3. Die Art der Seife ist wichtig.
Viele herkömmliche Seifen sind aggressiv und trocknen die Haut stark aus. Ab 70 Jahren ist es besser, folgende Seifen zu wählen:
Milde Seifen,
Glycerinseife,
parfümfreie Reinigungsprodukte,
Produkte für empfindliche Haut
Diese helfen bei der Reinigung, ohne die natürliche Hautbarriere zu beeinträchtigen.
4. Langes Duschen verschlimmert das Problem.
Ein Aufenthalt unter Wasser von 15–20 Minuten kann die Haut zusätzlich austrocknen. Am besten duscht man 5 bis 8 Minuten.
Eine kurze, lauwarme Dusche reicht in der Regel aus, um eine gute Hygiene aufrechtzuerhalten, ohne die Haut zu schädigen.
5. Unsachgemäßes Trocknen kann ebenfalls schädlich sein.
Viele Menschen rubbeln ihre Haut kräftig mit einem Handtuch ab, was alternde Haut reizen kann.
Am besten tupft man die Haut sanft trocken, ohne das Handtuch zu ziehen. Wichtig ist auch, Handtücher regelmäßig zu wechseln und gut trocken zu halten.
6. Die Feuchtigkeitscreme sollte schnell aufgetragen werden.
Einer der besten Zeitpunkte, um die Haut mit Feuchtigkeit zu versorgen, ist in den ersten Minuten nach dem Duschen, solange sie noch leicht feucht ist.
Dadurch wird die Feuchtigkeit im Gewebe eingeschlossen und die Weichheit und Elastizität deutlich verbessert.
Achten Sie auf Cremes mit Inhaltsstoffen wie:
Harnstoff,
Glycerin,
Ceramide,
Aloe vera,
kolloidales Hafermehl
7. Auch der Zeitpunkt des Badens spielt eine Rolle.

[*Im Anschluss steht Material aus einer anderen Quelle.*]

PR #127, opened 2018-01-03
Add configurable build result message and context

yunghuffy:
In order to complete this an additional feature was
  added that will break compatibility with any job
  using this library, however the use of a hash
  for parameters is too much of an improvement
  and this library is still lightly used.

### DIFF
--- a/docs/examples.md
+++ b/docs/examples.md
@@ -494,12 +494,15 @@ This PR watcher can be used to help configure jobs for either GitHub.com
 or a hosted GitHub Enterprise instance at a different hostname.
 
 Create a job that builds pull requests for a specific repo in a
-GitHub Enterprise instance. The `<unique github credential UUID>` should be
+GitHub Enterprise instance. The `<unique GH PR builder credential ID>` should be
 replaced with a credential ID created by the GitHub Pull Request Builder
 itself. This can be found in the `config.xml` of a job already configured
 to use the builder or from the `org.jenkinsci.plugins.ghprb.GhprbTrigger.xml`
 in a Jenkins installation.
 
+When running multiple PR Builder jobs on the same repo it's recommended to set
+a unique `ghPrStatusContext` so that all results appear as individual checks
+in the UI for the PR.
 
 #### For GitHub Enterprise
 
@@ -508,20 +511,30 @@ import jenkins.automation.builders.BaseJobBuilder
 import jenkins.automation.utils.GhUtils
 
 new BaseJobBuilder(
-    name: "GHE_PR_builder",
-    description: "Does GHE PR building",
+    name: 'GHE_PR_builder',
+    description: 'Does GHE PR building from internal GHE',
 ).build(this).with {
-    GhUtils.ghPrWatcher(delegate,
-                        'orgname/reponame',
-                        'github.organization.tld',
-                        '<unique github credential UUID>',
-                        true
+    GhUtils.ghPrWatcher(
+        delegate,
+        [
+            ghProject: 'cfpb/reponame',
+            ghHostname: 'github.org.tld',
+            ghAuthId: '<unique GH PR builder credential ID>',
+            ghPrHooks: true,
+            ghPrOrgsList: 'InternalDev',
+            ghPrStatusContext: 'Test your example job',
+            ghPrResultMessage: [
+              'SUCCESS': 'Tests completed normally',
+              'ERROR': 'Tests errored',
+              'FAILURE': 'Tests failed',
+            ]
+        ]
     )
 
     steps {
-        shell("""
-        echo 'Hello PRs!'
-        """.stripIndent()
+        shell('''
+        sh test.sh
+        '''.stripIndent()
         )
     }
 }
@@ -542,23 +555,31 @@ import jenkins.automation.builders.BaseJobBuilder
 import jenkins.automation.utils.GhUtils
 
 new BaseJobBuilder(
-    name: "GH_PR_builder",
-    description: "Builds PRs from public GitHub",
+    name: 'GH_PR_builder',
+    description: 'PR build from GitHub.com',
 ).build(this).with {
-    GhUtils.ghPrWatcher(delegate,
-                        'cfpb/example_repo',
-                        'github.com',
-                        '<unique github credential UUID>',
-                        false,
-                        false,
-                        '* * * * *',
-                        'cfpb'
+    GhUtils.ghPrWatcher(
+        delegate,
+        [
+            ghProject: 'cfpb/reponame',
+            ghHostname: 'github.com',
+            ghAuthId: '<unique GH PR builder credential ID>',
+            ghPrHooks: false,
+            ghPrCron: '*/2 * * * *',
+            ghPrOrgsList: 'CFPB',
+            ghPrStatusContext: 'Test your example job',
+            ghPrResultMessage: [
+              'SUCCESS': 'Tests completed normally',
+              'ERROR': 'Tests errored',
+              'FAILURE': 'Tests failed',
+            ]
+        ]
     )
 
     steps {
-        shell("""
-        echo 'Hello PRs from github.com'
-        """.stripIndent()
+        shell('''
+        sh test.sh
+        '''.stripIndent()
         )
     }
 }
--- a/example-jobs/ghe_job.groovy
+++ b/example-jobs/ghe_job.groovy
@@ -1,0 +1,32 @@
+import jenkins.automation.builders.BaseJobBuilder
+import jenkins.automation.utils.GhUtils
+
+new BaseJobBuilder(
+    name: 'GH_PR_builder',
+    description: 'Does GH PR building',
+).build(this).with {
+    GhUtils.ghPrWatcher(
+        delegate,
+        [
+            ghProject: 'cfpb/reponame',
+            ghHostname: 'github.org.tld',
+            ghAuthId: '<unique GH PR builder credential ID>',
+            ghPrHooks: false,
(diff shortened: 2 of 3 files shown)


src/main/groovy/jenkins/automation/utils/GhUtils.groovy
```diff
@@ -12,51 +14,87 @@ class GhUtils {
...
-                    if (ghPrCron) {
-                        spec(ghPrCron)
-                        cron(ghPrCron)
-                    }
-                    else {
-                        spec()
-                        cron()
-                    }
+                    // Avoid 'null' in these blocks
+                    spec(ghPrConfig['ghPrCron'] ?: '')
```
yunghuffy: This is a bit baffling, but if I try to look up the value via `get` for this particular node, then the rest run bombs out with the following:

```
No signature of method: groovy.util.NodeBuilder.spec() is applicable for argument types: (java.lang.String, java.lang.String) values: [*/2 * * * *, ]
```
I'm not 100% sure why that's happening since it works with this style look up. The Elvis operator is in there because it's cosmetically bad to leave 'null' in the config, it creates unnecessary diffs, I'm not 100% sure how XML handles the string 'null', and it's not valid cron spec.

src/main/groovy/jenkins/automation/utils/GhUtils.groovy
```diff
@@ -12,51 +14,87 @@ class GhUtils {
...
+                            triggeredStatus()
+                            startedStatus()
+                            statusUrl()
+                            addTestResults(true)
+                            def ghPrMessage = ghPrConfig.get(
+                                'ghPrResultMessage',
+                                defaults.ghPrResultMessage
+                            )
+                            def confCompletedStatus = completedStatus()
+                            ghPrMessage.each{ buildStatus, ghMessage ->
```
yunghuffy, line 81: I considered moving this to its own function, but I couldn't really see this getting reused.

yunghuffy: I also debated not putting these options in a map since there's just three of them, this just _looked_ cleaner to me. Open to suggestions.

src/main/groovy/jenkins/automation/utils/GhUtils.groovy
```diff
@@ -12,51 +14,87 @@ class GhUtils {
...
- * @param  ghHostname The GitHub hostname, i.e. github.org.tld, or github.com
- * @param  ghAuthId the Jenkins credential ID for GitHub authentication
- *         see <a href="https://github.com/jenkinsci/ghprb-plugin/blob/master/README.md#credentials">the plugin docs</a>
- * @param  ghPermitAll  optional Whether or not to allow all contributors to build a PR
- * @param  ghPrHooks  optional Whether or not to install webhooks in the remote repo
- * @param  ghPrCron  optional For use when ghPrHooks is false. Uses standard cron syntax
- * @param  ghPrOrgList  optional A string of organizations to whitelist for PRs
+ * @param  ghPrConfig A <code>Map</code> of configuration for the PR builder.
+                      Valid keys:
+ * <br/>&#x2014;  <code>ghProject</code> The GitHubg project name, e.g. username/reponame
```
JeffreyMFarley: Typo

JeffreyMFarley (approved):
I can't wait

docs/examples.md
```diff
@@ -508,20 +511,30 @@ import jenkins.automation.builders.BaseJobBuilder
...
-                        'orgname/reponame',
-                        'github.organization.tld',
-                        '<unique github credential UUID>',
-                        true
+    GhUtils.ghPrWatcher(
+        delegate,
+        [
+            ghProject: 'cfpb/reponame',
+            ghHostname: 'github.org.tld',
+            ghAuthId: '<GitHub user UUID>',
```
acrewdson: I'm finding it's pretty hard to describe what this ID is, but in an accurate and concise way. Isn't this more the ID of the auth configured for the ghprb plugin? -- that bit under `<githubAuth>` in `org.jenkinsci.plugins.ghprb.GhprbTrigger.xml`? But that's pretty hard to say in the space allotted here. Any ideas for coming up with something a little more descriptive?

yunghuffy: It's the 'GitHub Pull Request Builder credential ID.' Seems wordy, but perhaps clearer.

docs/examples.md
```diff
@@ -542,23 +555,31 @@ import jenkins.automation.builders.BaseJobBuilder
 import jenkins.automation.utils.GhUtils
 
 new BaseJobBuilder(
-    name: "GH_PR_builder",
-    description: "Builds PRs from public GitHub",
+    name: 'GHE_PR_builder',
```
acrewdson: should this just be `GH_PR_builder`?

example-jobs/ghe_job.groovy
```diff
@@ -0,0 +1,32 @@
...
+
+new BaseJobBuilder(
+    name: 'GHE_PR_builder',
+    description: 'Does GHE PR building',
+).build(this).with {
+    GhUtils.ghPrWatcher(
+        delegate,
+        [
+            ghProject: 'cfpb/reponame',
+            ghHostname: 'github.com',
```
acrewdson: if this is GHE, should this be a different hostname?

src/main/groovy/jenkins/automation/utils/GhUtils.groovy
acrewdson: what about `ghPrConfig.get('ghPrCron', '')` instead?

acrewdson (approved):
great job -- looks good!

example-jobs/ghe_job.groovy
```diff
@@ -0,0 +1,32 @@
...
+              'SUCCESS': 'Tests completed normally',
+              'ERROR': 'Tests errored',
+              'FAILURE': 'Tests failed',
+            ]
+        ]
+    )
+
+    steps {
+        shell('''
+        sh test.sh
```
imuchnik: I think this will fail our travis build, why not just use 'echo'?

src/main/groovy/jenkins/automation/utils/GhUtils.groovy
```diff
@@ -12,51 +14,87 @@ class GhUtils {
...
- * @param  ghHostname The GitHub hostname, i.e. github.org.tld, or github.com
- * @param  ghAuthId the Jenkins credential ID for GitHub authentication
- *         see <a href="https://github.com/jenkinsci/ghprb-plugin/blob/master/README.md#credentials">the plugin docs</a>
- * @param  ghPermitAll  optional Whether or not to allow all contributors to build a PR
- * @param  ghPrHooks  optional Whether or not to install webhooks in the remote repo
- * @param  ghPrCron  optional For use when ghPrHooks is false. Uses standard cron syntax
- * @param  ghPrOrgList  optional A string of organizations to whitelist for PRs
+ * @param  ghPrConfig A <code>Map</code> of configuration for the PR builder.
+                      Valid keys:
+ * <br/>&#x2014;  <code>ghProject</code> The GitHub project name, e.g. username/reponame
```
imuchnik, line 19: What are all these extra chars and markup. I prefer that these groovydoc comments be also readable in code.

imuchnik (changes requested):

src/main/groovy/jenkins/automation/utils/GhUtils.groovy
yunghuffy: I tried that and preferred it, but it was throwing the above error. Let me know if you get that working in testing.

src/main/groovy/jenkins/automation/utils/GhUtils.groovy
yunghuffy: These are bullet points when rendered in HTML, and they're consistent with https://github.com/cfpb/jenkins-automation/blob/master/src/main/groovy/jenkins/automation/utils/CheckmarxUtils.groovy where I borrowed them. @imuchnik  are you objecting to all markup or just these bullets?

example-jobs/ghe_job.groovy
yunghuffy: I don't see the Travis build running anything other than:

```
  - rm -f  $HOME/.gradle/caches/modules-2/modules-2.lock
  - rm -fr $HOME/.gradle/caches/*/plugin-resolution/
```
And the build appears to have passed.

It's not even performing any gradle steps in this repository. Should it be running `build` or something? I definitely don't understand the idea of rendering and also running Jenkins jobs via Travis in this repo's current state.

src/main/groovy/jenkins/automation/utils/GhUtils.groovy
acrewdson: @champain I just tried it locally, no problems. The error you included above makes it look like there was something else going on, possibly. Can you try again and see if it works?

src/main/groovy/jenkins/automation/utils/GhUtils.groovy
imuchnik: Just the bullets. I think 
```
@param paramName paramDescription
```
should be sufficient.

docs/examples.md
```diff
@@ -542,23 +555,31 @@ import jenkins.automation.builders.BaseJobBuilder
...
+            ]
+        ]
     )
 
     steps {
-        shell("""
-        echo 'Hello PRs from github.com'
-        """.stripIndent()
+        shell('''
+        sh test.sh
```
imuchnik, line 581: I think this will break our Travis build, since test.sh does not exist.

PR #130, opened 2018-01-24
DEV-2567 - small improvements to MultibranchPipelineJobBuilder

acrewdson:


src/main/groovy/jenkins/automation/builders/MultibranchPipelineJobBuilder.groovy
```diff
@@ -1,55 +1,69 @@
...
+                            remote(gitRemote)
+                            credentialsId(gitCredentials)
+                        }
+                        break
+                    case BranchSourceType.GITHUB:
+                        github {
+                            scanCredentialsId(gitCredentials)
+                            repoOwner(ghOwner)
+                            repository(ghRepo)
+                            apiUri(ghApiEndpoint)  // TODO this does not seem to work
```
acrewdson: ☝️

src/main/groovy/jenkins/automation/builders/MultibranchPipelineJobBuilder.groovy
```diff
@@ -1,55 +1,85 @@
...
-    String gitRepository
-    String gitEndpoint
+    String ghOwner
+    String ghRepo
+    String ghApiEndpoint
     String gitRemote
     int oldNumToKeep = 10
 
+    enum BranchSourceType {
+        /**
```
yunghuffy, line 47: Style choice on multi-line here?

src/main/groovy/jenkins/automation/builders/MultibranchPipelineJobBuilder.groovy
```diff
@@ -1,55 +1,85 @@
...
-import jenkins.automation.utils.Branch
-
 import javaposse.jobdsl.dsl.DslFactory
 import javaposse.jobdsl.dsl.jobs.MultibranchWorkflowJob
-import jenkins.automation.utils.Branch
+
+
+/*
+    NB: if you are polling via the GitHub API (github.com or GHE) and
+        want to use webhooks with a multi-branch pipeline, but the webhooks
```
yunghuffy: 'multi-branch' or "multibranch?' Either way it will help to be consistent.

src/main/groovy/jenkins/automation/builders/MultibranchPipelineJobBuilder.groovy
acrewdson: good question; doing it that way was the only way I could get these comments to be included as `description`s in the groovydoc

yunghuffy: This was not a pun, I swear.

yunghuffy (commented):
Overall I'm concerned that we're not leading the horse to the gentle water that is setting up the GHE/GH servers when necessary in the `/configure` section of Jenkins before rolling this out.

src/main/groovy/jenkins/automation/builders/MultibranchPipelineJobBuilder.groovy
acrewdson: good call; no hyphen I believe is the correct one, will fix

acrewdson:
@champain not sure I follow the horse/water stuff -- can you explain more what changes you're looking for? I tried to make some of that explicit in the groovydoc string on the class, but I think there's a limit to how much we can put about specific Jenkins config in this context

OrlandoSoto (approved):

yunghuffy:
I thought the idea was to tell people that they also likely need to configure a GHE instance and a GH instance in the Jenkins `configure` screen to get this to work on GHE in order to generate web hooks and work out of the box. We saw that you can use this builder, point it at a GHE instance and get a job to build, but not be in a good state if you don't literally configure the GHE and GH instance you're trying to talk to, and I don't think that's clear from the document strings.

yunghuffy (approved):

PR #135, opened 2018-07-18
Upgrade gradlew and groovy

imuchnik:
Resolves #706


gradle/wrapper/gradle-wrapper.properties
```diff
@@ -3,4 +3,4 @@ distributionBase=GRADLE_USER_HOME
 distributionPath=wrapper/dists
 zipStoreBase=GRADLE_USER_HOME
 zipStorePath=wrapper/dists
-distributionUrl=https\://services.gradle.org/distributions/gradle-2.8-all.zip
+distributionUrl=https\://services.gradle.org/distributions/gradle-4.1-all.zip
```
marcesher, line 6: @imuchnik is `4.1` the correct version number to use? I ask because that version is almost a year old, and it seems we should update to the latest if possible. What do you think?

build.gradle
```diff
@@ -13,8 +14,7 @@ apply plugin: 'maven'
 repositories {
     mavenCentral()
     jcenter()
-    maven { url 'http://repo.jenkins-ci.org/releases/' }
-}
+    maven { url 'http://repo.jenkins-ci.org/releases/' }}
```
acrewdson: Could the second `}` go back on its own line, like before?

acrewdson (changes requested):
There are some odd commits in this PR. Could you fix the PR to remove those?

gradle/wrapper/gradle-wrapper.properties
imuchnik: We can potentially go  to 4.2, but starting at 4.2.1 there are breaking changes that will not work without some more time spent on code.

marcesher:
Thanks for explaining the version, @imuchnik . I've pulled this locally and all works well.

Please merge when you all are ready and able to monitor for effects this will have on all our seed jobs.

PR #136, opened 2018-09-10
Remove FlowJobBuilder and associated examples

acrewdson:
The Jenkins Build Flow plugin is no longer maintained and has several known security vulnerabilities. With the implementation of JEP-200 earlier this year, it's now even more necessary to abandon support for Build Flow jobs, since the plugin is not being updated for JEP-200 compatibility. For these reasons, it makes sense for us to now remove the `FlowJobBuilder` class and related bits of example code. It has been recommended for some time to use Jenkins Pipelines in place of Build Flow jobs.

See:
* [Build Flow plugin](https://wiki.jenkins.io/display/JENKINS/Build+Flow+Plugin)
* [JEP-200](https://jenkins.io/blog/2018/01/13/jep-200/)
* [Plugins affected by JEP-200](https://wiki.jenkins.io/display/JENKINS/Plugins+affected+by+fix+for+JEP-200)


OrlandoSoto (approved):
👍 thanks Andrew!

PR #140, opened 2019-05-13
removing addDefaults from the PipelineJobBuilder

Josh-thephillipsequation:


JimRamia:
This looks good.  Don't see a merge option though for me.  Someone else will ahve to merge.

src/main/groovy/jenkins/automation/builders/PipelineJobBuilder.groovy
```diff
@@ -32,7 +32,9 @@ class PipelineJobBuilder {
     Job build(DslFactory factory) {
         factory.pipelineJob(name) {
             it.description this.description
-            CommonUtils.addDefaults(delegate)
+            logRotator {
```
imuchnik, line 35: Why was this line changed?

Josh-thephillipsequation: This resolves issue #140 (basically parts of the addDefaults method were deprecated in the new version of the job DSL plugin

imuchnik: https://github.com/cfpb/jenkins-automation/blob/master/src/main/groovy/jenkins/automation/utils/CommonUtils.groovy#L14  We should fix the method. This is mostly for uniformity, so we can change that logRotator value if we need to.

imuchnik (changes requested):
We need to fix it in utils, so that it works everywhere it is used

imuchnik:
I think this PR needs to be closed.

src/main/groovy/jenkins/automation/builders/PipelineJobBuilder.groovy
Josh-thephillipsequation: this was the change requested by @marcesher as the common utils method didn't have any additional non deprecated features beyond the logRotator

imuchnik (approved):

PR #142, opened 2019-05-29
Update job-dsl dependency to latest

marcesher:
We're now running the latest job-dsl-plugin on our Jenkins servers. This
gets our automation helpers up to that version


imuchnik:
Let's figure out why it is failing

marcesher:
replacing with a new PR

PR #143, opened 2019-10-04
APPOPS-425 Add id parameter to multibranch pipeline builder

OrlandoSoto:
- Add `id` parameter to branchSources. This is required parameter in job-dsl plugin 1.76

The `id parameter` is set to correspond to the job name, in order to keep this parameter constant and unique within the Jenkins instance


marcesher:
@OrlandoSoto this makes sense to me as a starting point. We may learn sometime down the road that we might need to make it a parameter, but I think it makes sense to not do that now and go with the default of `name`. Thanks!

PR #146, opened 2019-10-22
Add credentials binding util

marcesher:
Adds a utility to configure usernamePassword and amazonWebServices credentials without needing job-dsl dynamic methods

The problem with job-dsl's dynamic methods is that they do not work in the context of `gradlew test` and `gradlew rest`. This addition enables us to use clean usernamePassword and amazonWebServices credentials in our jobs and still retain gradle-based unit and rest test workflows.

Improves APPOPS-444 considerably.


OrlandoSoto:
LGTM I was able to build/run locally by adding `some-credentials-id` and `some-aws-credentials-id` on my local Jenkins credentials store

OrlandoSoto (approved):
👍  thanks Marc!

PR #300, opened 2022-09-13
chore(constants): Align minimum default confirmations

pxrl:
As the merge approaches, be a bit more conservative and
deliberate when selecting deposits to be filled.

FWIW these are ++easy to do, but it feels a bit cumbersome.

Bei manchen älteren Erwachsenen kann eine heiße Dusche direkt vor dem Schlafengehen die Haut zusätzlich austrocknen und den Schlaf stören.
Wenn möglich, ist es oft besser, morgens oder nachmittags mit lauwarmem Wasser zu baden.
Ideale Baderoutine ab 70 Jahren
Vollständiges Duschen: 2–3 Mal pro Woche.
Tägliche Teilhygiene: Achseln, Füße, Intimbereich und Hautfalten.
Lauwarmes Wasser.
Kurze Duschen.
Milde Seife nur bei Bedarf.
Feuchtigkeitscreme nach dem Baden.
Anzeichen dafür, dass Ihre Haut dringend Veränderungen benötigt
Wenn diese Symptome häufig auftreten, lohnt es sich, Ihre Routine zu überprüfen:
Anhaltender Juckreiz,
Spannungsgefühl der Haut, Schuppenbildung
, Risse,
Rötungen
, Brennen
beim Einseifen,
wiederkehrende Infektionen
Tipps und Empfehlungen
Trinken Sie täglich ausreichend Wasser, um Ihren Körper mit Flüssigkeit zu versorgen.
Tragen Sie weiche Baumwollkleidung.
Vermeiden Sie starken Duftstoffe direkt auf der Haut.
Wenn Sie Diabetes oder Durchblutungsstörungen haben, untersuchen Sie Ihre Füße und Beine regelmäßig.
Suchen Sie einen Dermatologen auf, wenn Juckreiz oder Trockenheit nicht abklingen.
Ab 70 Jahren kann selteneres, dafür aber gezielteres Baden gesünder sein als tägliches Duschen ohne die richtige Pflege. Eine gut abgestimmte Pflegeroutine schützt die Haut, steigert das Wohlbefinden und beugt häufigen altersbedingten Beschwerden vor.